- [Task statement]: Of the material below, only the lines from the line containing "I would suggest" down to the line containing "What would that" belong in the answer, written out exactly.

——

PR #182, opened 2024-04-10
Add the ability to join networks to "seed mode" so that we can run a seed cluster

bhechinger:
To be able to reasonably run this in kubernetes we need to be able to run multiple seed pods.

This change has nodes run in `p2p-beacon` mode to try to join an existing network. This allows us two things.
- Running a seed cluster where there are multiple seed nodes
- Completely shut down the seed nodes being able to start them back up by bootstrapping off an existing network

At start the seed will attempt to contact the nodes listed in the discovery list. After enough attempts instead of failing it will fall back to bootstrapping a brand new network.

### DIFF
--- a/crates/node/src/main.rs
+++ b/crates/node/src/main.rs
@@ -365,22 +365,28 @@ async fn p2p_beacon(config: P2PBeaconConfig) -> Result<()> {
     tracing::info!("listening for p2p at {}", p2p_addr);
 
     let mut connected_nodes = 0;
-    for addr in config.p2p_discovery_addrs.clone() {
-        tracing::info!("connecting to p2p peer {}", addr);
-        match addr.to_socket_addrs() {
-            Ok(mut socket_iter) => {
-                if let Some(peer) = socket_iter.next() {
-                    let (connected, fail) = p2p.connect(peer).await;
-                    connected_nodes += connected.len();
-                    if !fail.is_empty() {
-                        tracing::info!("Peer connection, fail to connect to these peers:{fail:?}");
+    let mut try_count = 0;
+
+    while connected_nodes == 0 && try_count < 5 {
+        for addr in config.p2p_discovery_addrs.clone() {
+            tracing::info!("connecting to p2p peer {}", addr);
+            match addr.to_socket_addrs() {
+                Ok(mut socket_iter) => {
+                    if let Some(peer) = socket_iter.next() {
+                        let (connected, fail) = p2p.connect(peer).await;
+                        connected_nodes += connected.len();
+                        if !fail.is_empty() {
+                            tracing::info!("Peer connection, fail to connect to these peers:{fail:?}");
+                        }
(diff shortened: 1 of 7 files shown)


musitdev (approved):
I think there are some modifications that came from my branch that I merge yesterday. Perhaps you'll need to rebase from main?

crates/node/src/main.rs
```diff
@@ -366,8 +375,52 @@ async fn p2p_beacon(config: P2PBeaconConfig) -> Result<()> {
...
+
+        tokio::task::spawn(async move {
+            if let Err(err) = http1::Builder::new()
+                .serve_connection(io, service_fn(ok))
+                .await
+            {
+                tracing::error!("Error serving connection: {:?}", err);
+            }
+        });
     }
```
musitdev, line 426: To avoid starting a new http server you can move the lines 243,244:
```
       let scheduler_watchdog_sender =
        watchdog::start_healthcheck(config.http_healthcheck_listen_addr).await?;
```
Just before the `if` for example line 239 and remove these.
It will activate the health check watchdog for all type of node. The scheduler verification will fail, but the / entry point will be ok.
I was thinking it will log an error. If it's too annoying, keep the http server you add, and I'll remove it when I'll change the watchdog to activate per service.

bhechinger:
> I think there are some modifications that came from my branch that I merge yesterday. Perhaps you'll need to rebase from main?

I had already re-based but it mangled the formatting. I just needed to re-run `cargo fmt`

musitdev (approved):
Perhaps you can test the watchdog modification to see?

crates/node/src/main.rs
bhechinger: I wasn't sure if it was safe to re-use that so I just whipped up something quick to get me past the issue I had (without the readiness check kubernetes won't wait to start the next statefulset pod). I'm ok with ignoring any errors it logs for now so fix it when you get around to it.

flake.nix
```diff
@@ -0,0 +1,34 @@
...
+          devShells.default = let p = pkgs; in
+            pkgs.mkShell {
+              buildInputs =
+              [
+                p.git
+                p.opentofu
+                p.google-cloud-sdk-gce
+                (p.google-cloud-sdk.withExtraComponents [p.google-cloud-sdk.components.gke-gcloud-auth-plugin])
+                p.k9s
+                p.kube-capacity
```
tuommaki, line 27: These shouldn't be needed with the node directly, right?

tuommaki (approved):
I'm fine with the PR in general, but maybe Nix files could be extracted into separate PR and checked for dependencies?

bhechinger:
> I'm fine with the PR in general, but maybe Nix files could be extracted into separate PR and checked for dependencies?

Oh shoot, I missed this message before merging. Let's catch up on slack about how to handle this.

PR #1761, opened 2023-07-27
Context Data map object for Analytics Usage

mjasrotia:
Please link to the issue #…


extensions/adobe/experience/analytics/context-data.schema.json
```diff
@@ -0,0 +1,37 @@
...
+    "This work is licensed under a Creative Commons Attribution 4.0 International (CC BY 4.0) license",
+    "you may not use this file except in compliance with the License. You may obtain a copy",
+    "of the License at https://creativecommons.org/licenses/by/4.0/"
+  ],
+  "$id": "https://ns.adobe.com/experience/analytics/context-data",
+  "$schema": "http://json-schema.org/draft-06/schema#",
+  "meta:extensible": true,
+  "meta:abstract": true,
+  "meta:intendedToExtend": ["https://ns.adobe.com/xdm/context/experienceevent"],
+  "title": "Context Data",
```
clubycoder, line 13: I would change this to "Adobe Analytics Context Data" so we can tell users to search for "Adobe Analytics" and add both  "Adobe Analytics ExperienceEvent Full Extension" and "Adobe Analytics Context Data".

extensions/adobe/experience/analytics/context-data.schema.json
```diff
@@ -0,0 +1,37 @@
...
+  "type": "object",
+  "description": "A free form field where Analytics context data will be captured.",
+  "definitions": {
+    "context-data": {
+      "properties": {
+        "https://ns.adobe.com/experience/analytics/contextData": {
+          "title": "Context Data Map",
```
clubycoder, line 20: I would just call the field "Context Data" to match what people know it as.

extensions/adobe/experience/analytics/context-data.schema.json
```diff
@@ -0,0 +1,37 @@
...
+    "Copyright 2023 Adobe Systems Incorporated. All rights reserved.",
+    "This work is licensed under a Creative Commons Attribution 4.0 International (CC BY 4.0) license",
+    "you may not use this file except in compliance with the License. You may obtain a copy",
+    "of the License at https://creativecommons.org/licenses/by/4.0/"
+  ],
+  "$id": "https://ns.adobe.com/experience/analytics/context-data",
+  "$schema": "http://json-schema.org/draft-06/schema#",
+  "meta:extensible": true,
+  "meta:abstract": true,
+  "meta:intendedToExtend": ["https://ns.adobe.com/xdm/context/experienceevent"],
```
clubycoder, line 12: Can you have field-groups that are restricted to only be used when you have already added another field group?  Should this be changed to [https://ns.adobe.com/experience/analytics/experienceevent-all](https://github.com/adobe/xdm/blob/master/extensions/adobe/experience/analytics/experienceevent-all.schema.json) so you have to include the Adobe Analytics schema first before you can use it?

clubycoder (changes requested):
A couple of suggestions and a question?

extensions/adobe/experience/analytics/context-data.schema.json
mjasrotia: Will do

extensions/adobe/experience/analytics/context-data.schema.json
mjasrotia: Will do

extensions/adobe/experience/analytics/context-data.schema.json
mjasrotia: I see what you are saying. You know what ? Let me move this property to the experienceevent-all field group. That way, it will always appear when someone adds the experienceevent-all field group to the schema.

PR #1763, opened 2023-08-04
JIRA:CORE-89552 Adding consentResults-v2 to profile union schema

patnaiku:
https://wiki.corp.adobe.com/pages/viewpage.action?spaceKey=DMSArchitecture&title=Profile+Consent+v2#ProfileConsentv2-ProposedDesignforConsentv2 

Summary of changes:
Add profile-consentResults-v2 to all Profile union schemas

### DIFF
--- a/extensions/adobe/experience/profile/profile-all.schema.json
+++ b/extensions/adobe/experience/profile/profile-all.schema.json
@@ -132,7 +132,5 @@
       "$ref": "https://ns.adobe.com/xdm/mixins/profile-consentResults-v2"
     }
   ],
-  "meta:status": "stable",
-  "meta:titleId": "profile-all##title##8161",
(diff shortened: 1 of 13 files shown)


extensions/adobe/experience/profile/profile-all.schema.json
```diff
@@ -108,6 +108,86 @@
               }
             }
           }
+        },
```
mjasrotia, line 111: @patnaiku , I know you followed the previous way to adding the consent map to this field group. We can just add the field group ID ("$ref": "https://ns.adobe.com/xdm/mixins/profile-consentResults-v2)  to the allOf section of this field group. Remove the inline property. That way, it will ensure any change in the field group for consent will be propagated automatically to this.

mjasrotia (approved):

PR #1773, opened 2023-09-01
Commerce returns

websterlove:
[SEG-985](https://jira.corp.adobe.com/browse/SEG-985)

### DIFF
--- a/components/datatypes/return.schema.json
+++ b/components/datatypes/return.schema.json
@@ -1,0 +1,35 @@
+{
+  "meta:license": [
+    "Copyright 2017 Adobe Systems Incorporated. All rights reserved.",
+    "This work is licensed under a Creative Commons Attribution 4.0 International (CC BY 4.0) license",
+    "you may not use this file except in compliance with the License. You may obtain a copy",
+    "of the License at https://creativecommons.org/licenses/by/4.0/"
+  ],
+  "$id": "https://ns.adobe.com/xdm/datatypes/return",
+  "$schema": "http://json-schema.org/draft-06/schema#",
+  "title": "Return",
+  "type": "object",
+  "description": "The RMA (Return Merchandise Authorization) issued.",
+  "definitions": {
+    "return": {
+      "properties": {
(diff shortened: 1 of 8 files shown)


components/datatypes/return.schema.json
```diff
@@ -0,0 +1,35 @@
...
+  ],
+  "$id": "https://ns.adobe.com/xdm/datatypes/return",
+  "$schema": "http://json-schema.org/draft-06/schema#",
+  "title": "Return",
+  "type": "object",
+  "description": "The RMA (Return Merchandise Authorization) issued.",
+  "definitions": {
+    "return": {
+      "properties": {
+        "xdm:returnID": {
```
mjasrotia, line 16: Generally, returns are processed against an existing order. The way it is proposed , you will always have to add returns information in the context of an order with the order information in the same payload. What if someone just sends in return event data with no payload for the original order ? We won't be able to link that return with the order. 

I would suggest to add puchaseID in the return header so that we can handle both cases 

Returns coming along with the original  order
Returns coming on their own

websterlove: Thanks. To make sure I understand you right - your suggestion is to add the order ID into this return schema (say, as orderPurchaseID), alongside returnID, so that it's available even if someone uses this datatype independently of the order schema?

What would that mean for when a return is in fact sent along with other order info? A duplicated purchase ID value? Or would it just be adding another option for where to put the purchase ID, and that data could go either or both places (order.purchaseID, order.returns.orderPurchaseID)?

websterlove: @mjasrotia Just making sure GitHub told you about my reply here - thanks :)

mjasrotia: @websterlove , if the complete order is sent along with the return, the source system can decide to send purchaseID in the returns or not but the original order itslelf will have that available. 

Let's add "puchaseID" to be consistent with the original purchaseID

mjasrotia (approved):

PR #1786, opened 2023-10-16
B2B Custom Object Base Class

chrispanella:
This is for B2BCDP on AEP. We need to create a new base class to support Marketo Custom Objects. This is experimental and needs to be on non-production only.


mjasrotia:
@chrispanella , since this is a new B2B object you are trying to add, please work with the XDM and UPS B2B product managers to make sure the business requirements are documented and understood well. B2B has a special handling in UPS and I would also urge to get an approval from the ARB before putting in a PR. Thanks !

chrispanella:
@mjasrotia We are working on a PoC with PM and engineering leadership. This is just needed in non-prod at the moment to ensure it works as UPS has stated it should. I can check with getting approval from the ARB, will ping you directly.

——

- [Answer space]:
I would suggest to add puchaseID in the return header so that we can handle both cases 

Returns coming along with the original  order
Returns coming on their own

websterlove: Thanks. To make sure I understand you right - your suggestion is to add the order ID into this return schema (say, as orderPurchaseID), alongside returnID, so that it's available even if someone uses this datatype independently of the order schema?

What would that mean for when a return is in fact sent along with other order info? A duplicated purchase ID value? Or would it just be adding another option for where to put the purchase ID, and that data could go either or both places (order.purchaseID, order.returns.orderPurchaseID)?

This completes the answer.